Now, I know that you’ve probably thought about it a thousand times and I know that you’ve decided, or convinced yourself, that it doesn’t matter one way or the other. You love each other so much, why should it matter, right?
But I want to thank you from the bottom of my heart, all the same, for being so goddamned classy about the whole thing, for never mentioning it once. Because there were plenty of times when I was being unreasonable and when you needed ammunition to get your own back; there were lots of times when you could easily have thrown that back in my face. So thank you, honey, for not doing that.
God! I just realised that with you listening to these over such a long period, you’ll have to worry about this whole DNA thing for weeks on end. So now I’m going to have to go back through the tapes and find the Phil one and erase it or record an addendum or something. Note to self: do not forget!
Emily, the estate agent – young, professional, pretty, albeit with somewhat severe features – talks constantly as they make their way from the car park to the third floor.
She tells Sean random facts about Cantabrigian Rise, most of which he’s already aware of and others he knows to be patently untrue.

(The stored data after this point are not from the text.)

PR #1165, opened 2026-04-01
feat: Support primary_key over hash_attribute for v5

Devin-Holland:


dawsontoth (approved):

kriszyp (approved):

kriszyp:
This wasn't included in the harper beta.8 because it isn't in the `prod` branch? Is that what we want? (local studio is broken without this, so probably not)

dawsontoth:
I can ship it!

Issue #1175, opened 2025-10-22
Put GH Hash into a user visible place for developers


irjudson:
### Feature Summary

What I would love is for harper - the cli, status, and/or studio server status page to show the detailed version of harper that's running (not just X.Y.Z, but also Git Hash) so that it's easy to tell what you just ran while you're grinding through software updates on 1000 packages/repos.

### Problem This Solves

Makes it easy to find out exactly what detailed verison of harper is running in the instances.

### Proposed Solution

for me, harper status -> harperdb: status: running, version: X.Y.Z (git hash), pid: 2345
same in studio status view

### Priority/Impact

Low - nice to have

### Are you planning to fix this issue?

Maybe, depending on complexity

### First-time contributor support

- [ ] I'm new to contributing and would appreciate guidance on the process
- [ ] I'd like help understanding the project structure
- [ ] I need assistance with setting up the development environment
- [ ] I'm comfortable contributing, but new to this project specifically

dawsontoth:
When we’re using v5 of Harper, or when we have a Studio release, we can link to the corresponding GitHub release. The config page has been linkified accordingly, and the link already in the header has been made more specific.

PR #1179, opened 2026-04-23
feat: Link to releases when possible

dawsontoth:
When we’re using v5 of Harper, or when we have a Studio release, we can link to the corresponding GitHub release. The config page has been linkified accordingly, and the link already in the header has been made more specific.

https://github.com/HarperFast/studio/issues/1175


dawsontoth:
cc @irjudson

PR #1186, opened 2026-05-06
fix: Render expired rows accurately

dawsontoth:
https://harperdb.atlassian.net/browse/STUDIO-679

### DIFF
--- a/src/features/instance/databases/components/TableView.tsx
+++ b/src/features/instance/databases/components/TableView.tsx
@@ -8,6 +8,7 @@ import { Table, TableBody, TableCell, TableHeader, TableHeadSortable, TableRow }
 import { addCommasToNumbers } from '@/lib/addCommasToNumbers';
 import { cn } from '@/lib/cn';
 import {
+	Cell,
 	ColumnDef,
 	flexRender,
 	getCoreRowModel,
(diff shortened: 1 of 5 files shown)


src/features/instance/databases/components/TableView.tsx
```diff
@@ -103,26 +103,43 @@ export function TableView<TData, TValue>({
...
+									className={cn('hover:bg-muted/10 data-[state=selected]:bg-muted', onRowClick && 'cursor-pointer')}
+								>
+									{isExpired
+										? (
+											<TableCell
+												colSpan={row.getVisibleCells().length}
+												className="px-2 py-2 italic text-grey-500"
+											>
+												{original.id ? `${String(original.id)}: ` : ''}
+												{String(original.message)}
```
kriszyp: I'm curious why it has to be converted to string, when it was already determined to be a string? And doesn't `{}` in tsx also implicitly `toString()`?

kriszyp (approved):
Thank you!

src/features/instance/databases/components/TableView.tsx
dawsontoth: It's to appease the TypeScripts because id and message are both unknown, and haven't been narrowed down. Message appears like it _could_ be narrowed, not sure why TypeScript didn't figure that out on its own.

dawsontoth: I didn't like how it was rendering, and so I dug in a bit more and made it nicer. Cleaned up hash vs primary key while I was in there too.

PR #1189, opened 2026-05-07
Show CPU/Memory and cloud instance type on plan details

Devin-Holland:
## Summary
- Adds **Maximum CPU Cores** and **Memory** rows to the "Learn More" plan-details table on the cluster creation page (sourced from `selectedPlan.resourcesPerInstance`).
- For **dedicated plans** only, adds a **Cloud Instance Type** row showing either the Linode (e.g. `g6-dedicated-16`) or GCP (e.g. `n2d-standard-16`) instance type from `selectedPlan.cloudInstanceTypes`.
- Linode is shown when the org's `channel` is `"Akamai"`; GCP is shown otherwise.

## Purpose
The plan details dropdown on cluster creation already exposed Storage and usage limits, but customers/SEs couldn't see the underlying instance shape (CPU/RAM) or which cloud SKU a dedicated plan would provision. This adds that visibility without changing pricing or any other behavior.

## Where to focus review
- `ClusterForm.tsx` — `isAkamai` is computed from `organization?.channel === 'Akamai'`. The channel string itself is never rendered; only the boolean is threaded through.
- `ResourcesPerInstance.tsx` — Cloud Instance Type row is gated on `!!cloudInstanceType`, which is only truthy when `selectedPlan.cloudInstanceTypes` is present (i.e. dedicated plans). Confirm that's the intended gate vs. checking `deploymentDescription.startsWith('Dedicated')`.
- Memory display: `memoryMb / 1024` + `" GB"` — assumes `memoryMb` is base-2 (MiB), per the data model.
- The `isAkamai` prop is threaded `ClusterForm → ClusterDetails → ClusterRegions → RegionFormInputs → ResourcesPerInstance`, mirroring the existing `isEnterprise` plumbing.

## Test plan
- [ ] Open the cluster creation page on a non-Akamai org with a dedicated plan selected → "Cloud Instance Type" row shows the GCP SKU.
- [ ] Open with an Akamai-channel org → "Cloud Instance Type" row shows the Linode SKU.
- [ ] Select a non-dedicated plan → "Cloud Instance Type" row is absent; CPU/Memory still appear when the plan provides them.
- [ ] Confirm no other content in the plan-details table or surrounding form changed.

### DIFF
--- a/src/features/clusters/upsert/components/ResourcesPerInstance.tsx
+++ b/src/features/clusters/upsert/components/ResourcesPerInstance.tsx
@@ -98,12 +98,8 @@ export function ResourcesPerInstance({ selectedPlan, selectedRegion, isEnterpris
 				value: `${humanFileSize(resourcesPerInstance.storageGb * 1000_000_000)}`,
 			},
 			!!resourcesPerInstance && isPositive(resourcesPerInstance.cpuCores) && {
-				label: 'CPU Cores',
+				label: 'Maximum CPU Cores',
 				value: `${humanNumber(resourcesPerInstance.cpuCores)}`,
-			},
-			!!resourcesPerInstance && isPositive(resourcesPerInstance.threads) && {
-				label: 'Threads',
-				value: `${humanNumber(resourcesPerInstance.threads)}`,
 			},
 			!!resourcesPerInstance && isPositive(resourcesPerInstance.memoryMb) && {
 				label: 'Memory',
--- a/src/features/clusters/upsert/components/ResourcesPerInstance.tsx
+++ b/src/features/clusters/upsert/components/ResourcesPerInstance.tsx
@@ -17,7 +17,7 @@ export function ResourcesPerInstance({ selectedPlan, selectedRegion, isEnterpris
 	readonly selectedPlan: SchemaPlan | undefined;
 	readonly selectedRegion: SchemaRegion | undefined;
 	readonly isEnterprise: boolean;
-	readonly cloudProvider: keyof SchemaCloudInstanceTypes;
+	readonly cloudProvider: keyof SchemaCloudInstanceTypes | undefined;
 }) {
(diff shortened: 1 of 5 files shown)


src/features/clusters/upsert/components/ResourcesPerInstance.tsx
```diff
@@ -13,17 +13,21 @@ import { isPositive } from '@/lib/types/isPositive';
...
 }) {
 	const [toggled, setToggled] = useState(false);
 	const onUsageLimitsClick = useCallback(() => {
 		setToggled(!toggled);
 	}, [toggled, setToggled]);
 	const planLimits = selectedPlan?.planLimits;
 	const resourcesPerInstance = selectedPlan?.resourcesPerInstance;
+	const cloudInstanceType = isAkamai
+		? selectedPlan?.cloudInstanceTypes?.linode
+		: selectedPlan?.cloudInstanceTypes?.gcp;
```
dawsontoth: Instead of passing through `isAkamai` as a boolean, can we pas through the instance type? And compute that based on the organization channel. So it would be `linode` or `gcp`, for now. Then you can look at the cloudInstanceTypes here appropriately. Why? So that we can easily add support in the future for other cloud providers, should the fancy strike us, without spreading more booleans through the components.

dawsontoth (changes requested):

src/features/clusters/upsert/components/ResourcesPerInstance.tsx
Devin-Holland: I pushed an update, does this one make more sense now?

dawsontoth (approved):

kriszyp (approved):
Looks great! I think you caught all the nuanced aspects that I wanted to make sure we did (machine type not listed if not explicit provider, "maximum" CPUs).

PR #1193, opened 2026-05-11
feat(status): port analytics-viz dashboards into Status tab

kylebernhardy:
## Summary

Replaces Studio's legacy Status view with a spec-driven analytics dashboard ported from the analytics-viz project, adapted to Studio's `get_analytics` data path and design tokens.

- **7 tabs**: Health → Traffic → Requests → Database → Replication → Storage → Overview, with URL-synced state (`?tab=&range=&refresh=`).
- **Declarative pipeline**: per-metric `MetricSpec` definitions drive aggregation, bucketing, confidence gating, and primitive selection. Derived metrics (error-rate, request-rate, transaction-log-growth) live alongside.
- **Adapter (`useAnalyticsRecords`)**: passes Harper rows through verbatim, surfaces a schema-drift signal, jitters concurrent specs, scopes the query key by `instanceId`.
- **Capability probe**: one cheap `get_analytics` per instance gates the dashboard. While loading, the tab shows an inline message; on error, an "analytics unavailable" message — no legacy fallback.
- **Legacy view removed**: `LocalStatus` / `CloudStatus` / `Status` / `Monitoring` / `MetricVisualization` and the `?legacyStatus=1` escape hatch are all gone.

Two rounds of code review (cloud `/ultrareview` + local multi-agent) were incorporated as separate commits on this branch (P0s, P1s, P2s).

See [`docs/status-redesign.md`](docs/status-redesign.md) for the architecture reference.

## Where to focus review

- **Data path**: `src/integrations/api/instance/status/getAnalytics.ts`, `src/features/instance/status/analytics/hooks/useAnalyticsRecords.ts`, `useAnalyticsCapability.ts` — instance-scoped query keys, schema-drift detection, retry+jitter policy.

He had fully intended to come clean about his relationship to the building, but quickly realises that it’s much more fun to say nothing, effectively giving her enough rope to hang herself.
‘The roof is completely covered in photovoltaic panels,’ she is saying as they reach the top floor, ‘which means that the electricity bills are almost zero for these units.’
‘Photovoltaic, huh?’ Sean says, doing his best to suppress a wry smile. ‘Not just a solar hot-water system then?’
He sees Emily’s confidence stutter momentarily; he sees the shadow sweep across her features. ‘Um?’ she says, then, ‘No, no, the proper, um, photovoltaic ones. Which heat the water too, so that’s one less thing to worry about, obviously.’